An information breach at Coupang that uncovered the knowledge of 33.7 million prospects has been tied to a former worker who retained entry to inner programs after leaving the corporate.
This was shared by the Seoul Metropolitan Police Company with native information retailers, following an investigation that included a raid on the agency’s workplaces earlier this week.
Coupang is South Korea’s largest on-line retailer, using 95,000 folks and producing annual income of over $30 billion.
On December 1, 2025, the corporate introduced that it had suffered a knowledge breach that uncovered the non-public information of 33.7 million prospects, together with names, e-mail addresses, bodily addresses, and order data.
The breach occurred on June 24, 2025, however Coupang solely found it on November 18, when it additionally launched an inner investigation.
On December 6, Coupang revealed an replace on the incident, assuring its prospects that the stolen data had not been leaked wherever on-line.
Regardless of these assurances and the corporate’s claimed full collaboration with the authorities, the police raided the corporate’s workplaces on Tuesday to gather proof for an impartial investigation.
On Wednesday, the corporate’s CEO, Park Dae-Jun, introduced his resignation and apologized to the general public for failing to cease what’s the nation’s worst cybersecurity breach in historical past.

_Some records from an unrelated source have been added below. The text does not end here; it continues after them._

PR #826, opened 2026-03-14
fix: Client affinity independent of bypass_provider_limits

### LINKED ISSUE #825: Client-to-profile affinity only works when Bypass Provider Connection Limits is enabled
## Description

Client-to-profile affinity (introduced in PR #811, commit 00314f2) does not work unless the **Bypass Provider Connection Limits** toggle is enabled on the playlist.

## Expected behavior

When Provider Profiles are enabled, client affinity should always prefer the previously-assigned profile regardless of the bypass toggle. The whole purpose of affinity is to handle the channel-switch window where the old stream's decrement webhook hasn't fired yet — the profile *appears* full but the client already occupies one of those slots.

## Actual behavior

Affinity only bypasses capacity when `bypass_provider_limits` is `true`. With it off, the affinity profile is skipped whenever it appears at capacity, falling back to normal priority-based selection. This causes unnecessary profile switches and can trigger "no profiles with capacity" 503 errors during channel changes.

## Root cause

In `ProfileService::selectProfile()`, the affinity check is gated behind `$forceSelect`:

```php
if ($affinityProfile && ($forceSelect || static::hasCapacity($affinityProfile))) {
```

`$forceSelect` is set from `$playlist->bypass_provider_limits`, so affinity is effectively disabled without that toggle.

This was introduced in commit 40ba277 which rolled back the original always-prefer design from commit edf0725. The concern was overcounting, but the temporary over-count during channel switches is by design and self-corrects when the old stream decrements. Channel reuse detection in `selectAndReserveProfile` already prevents double-allocation for the same channel.

## Fix

Remove the `$forceSelect || hasCapacity` guard — always return the affinity profile when one exists.

Warbs816:
## Summary

- **Fixes #825** — Client-to-profile affinity was only working when the "Bypass Provider Connection Limits" toggle was enabled
- Removes the `$forceSelect || hasCapacity` guard on the affinity path in `selectProfile()` so affinity always prefers the previously-assigned profile
- Updates tests to reflect the corrected always-prefer behavior

## Detail

The affinity capacity check was gated behind `$forceSelect` (which maps to `bypass_provider_limits`), so affinity only bypassed capacity with that toggle on. This defeats the purpose of affinity — during channel switches the old stream's decrement webhook hasn't fired yet, so the profile *appears* full but the client already occupies one of those slots.

Channel reuse detection in `selectAndReserveProfile` already prevents double-allocation for the same channel, and the temporary over-count during switches self-corrects when the old stream decrements.

### DIFF
--- a/app/Services/ProfileService.php
+++ b/app/Services/ProfileService.php
@@ -146,7 +146,7 @@ class ProfileService
             if ($affinityProfileId !== null) {
                 $affinityProfile = $profiles->firstWhere('id', $affinityProfileId);
 
-                if ($affinityProfile && ($forceSelect || static::hasCapacity($affinityProfile))) {
+                if ($affinityProfile) {
                     Log::debug('Returning affinity profile for client', [
                         'client_identifier' => $clientIdentifier,
                         'profile_id' => $affinityProfile->id,
--- a/tests/Feature/ClientProfileAffinityTest.php
+++ b/tests/Feature/ClientProfileAffinityTest.php
@@ -129,12 +129,13 @@ test('selectProfile reuses affinity profile when it has capacity', function () {
         ->and($selected->id)->toBe($secondProfile->id);
 });
 
-// ── Affinity to at-capacity profile → falls back to next available ────────
+// ── Affinity to at-capacity profile → still uses affinity ─────────────────
+// The client's old stream likely hasn't been decremented yet, so the profile
+// appears full but the client already occupies one of those slots.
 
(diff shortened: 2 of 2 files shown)


sparkison:
I'm going to introduce a toggle for this with default `false` so you can enable affinity per-playlist, with the default behavior for existing installs to not utilize this feature. It will work like the **Bypass Provider Connection Limits** toggle in that regard 😉

Warbs816:
Even better! Thank you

Because the police continued their investigations in Coupang’s workplaces for a second day, they uncovered that the first suspect was a 43-year-old Chinese language nationwide who was a former worker of the retail large.
In accordance with JoongAng, the person, who joined Coupang in November 2022, was assigned to an authentication administration system and left the agency in 2024. He’s believed to have already left the nation.

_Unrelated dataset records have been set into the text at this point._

PR #828, opened 2026-03-14
fix: 500 error when creating a new Playlist Alias

### LINKED ISSUE #827: 500 error when clicking New Playlist Alias button
## Description

Clicking the "New Playlist Alias" button on the playlist-aliases page throws a 500 error:

```
ErrorException
Attempt to read property "playlist_id" on null
app/Filament/Resources/PlaylistAliases/PlaylistAliasResource.php:416
```

## Root cause

The `hidden()` callback on the "Get from playlist status" hint action accesses `$record->playlist_id`, but `$record` is `null` during creation (there is no existing record yet):

```php
->hidden(fn ($record) => $record->playlist_id === null)
```

## Fix

Use the null-safe operator: `$record?->playlist_id`

When `$record` is `null`, this evaluates to `null === null` → `true`, keeping the button hidden during creation — which is correct since there's no playlist to detect timezone from yet.

Warbs816:
## Summary

- **Fixes #827** — Clicking "New Playlist Alias" threw a 500 `ErrorException: Attempt to read property "playlist_id" on null`
- Uses null-safe operator (`$record?->playlist_id`) in the `hidden()` callback on the timezone hint action, since `$record` is `null` during creation

### DIFF
--- a/app/Filament/Resources/PlaylistAliases/PlaylistAliasResource.php
+++ b/app/Filament/Resources/PlaylistAliases/PlaylistAliasResource.php
@@ -413,7 +413,7 @@ class PlaylistAliasResource extends Resource
                                         ->body('Provider timezone not found in playlist status. Make sure the playlist is connected and has synced at least once to retrieve this information.')
                                         ->danger()
                                         ->send();
-                                })->hidden(fn ($record) => $record->playlist_id === null)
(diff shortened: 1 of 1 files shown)


sparkison:
Love when I miss things so simple 🤦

The Korean information outlet stories that the police had been nonetheless at Coupang’s workplaces yesterday, gathering data reminiscent of inner paperwork, logs, system data, IP addresses, consumer credentials, and entry histories that might assist clarify how the rogue former worker gained entry to the company programs.
Supply: Korea JoungAng Every day
The police have said that, whereas Coupang is handled because the sufferer, if negligence or different authorized violations are discovered, the corporate and workers accountable for defending buyer information could also be deemed liable.

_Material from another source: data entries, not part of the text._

PR #838, opened 2026-03-17
fix: Enforce capacity check on affinity profile selection

### LINKED ISSUE #837: Client-provider affinity bypasses capacity check, exceeding provider max connections
## Bug Description

When client-provider affinity is enabled, `selectProfile()` returns the affinity profile **without checking whether it has available capacity**. This causes the provider's `max_streams` limit to be exceeded when a pooled stream outlives the client that created it.

### Scenario

1. **Device A** watches Channel 1 → assigned to **Provider A** (affinity stored)
2. **Device B** watches Channel 1 → pools from Provider A's upstream connection via the proxy's broadcast system (no new upstream connection opened)
3. **Device A** switches to Channel 2 → affinity returns **Provider A** again (no capacity check)
4. Provider A now has **2 upstream connections** (Channel 1 for Device B + Channel 2 for Device A) but `max_streams = 1`
5. Provider bans the account for exceeding connection limits

### Root Cause

In `ProfileService::selectProfile()`, the affinity code path (lines 150-157) returns the affinity profile immediately without calling `hasCapacity()`. The normal priority-based selection path does check capacity, but affinity bypasses it entirely.

Additionally, `hasCapacity()` relies solely on the Redis connection counter, which can drift when pooled streams outlive their original client. When Device A disconnects from Channel 1, the webhook decrements the Redis counter to 0, but Device B still holds the upstream connection — the proxy has 1 active stream but Redis says 0.

### Additional Issue

`reconcileFromProxy()` uses `client_count` (proxy-level clients) instead of counting stream entries (upstream connections) when building the profile stream count map. This over-reports when multiple clients pool from a single upstream connection.

## Expected Behavior

- Affinity should respect provider capacity — if the affinity profile is at `max_streams`, fall through to the next available provider
- `hasCapacity()` should cross-check with the proxy API for actual upstream connection count, not just the Redis counter
- `reconcileFromProxy()` should count streams (1 per upstream connection), not clients

Warbs816:
## Summary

Within the meantime, the incident has sparked high-volume phishing exercise within the nation, affecting roughly two-thirds of its inhabitants, and the police have acquired tons of of stories of Coupang impersonation for the reason that begin of the month.
Damaged IAM is not simply an IT drawback – the impression ripples throughout your complete enterprise.
This sensible information covers why conventional IAM practices fail to maintain up with fashionable calls for, examples of what “good” IAM seems to be like, and a easy guidelines for constructing a scalable technique.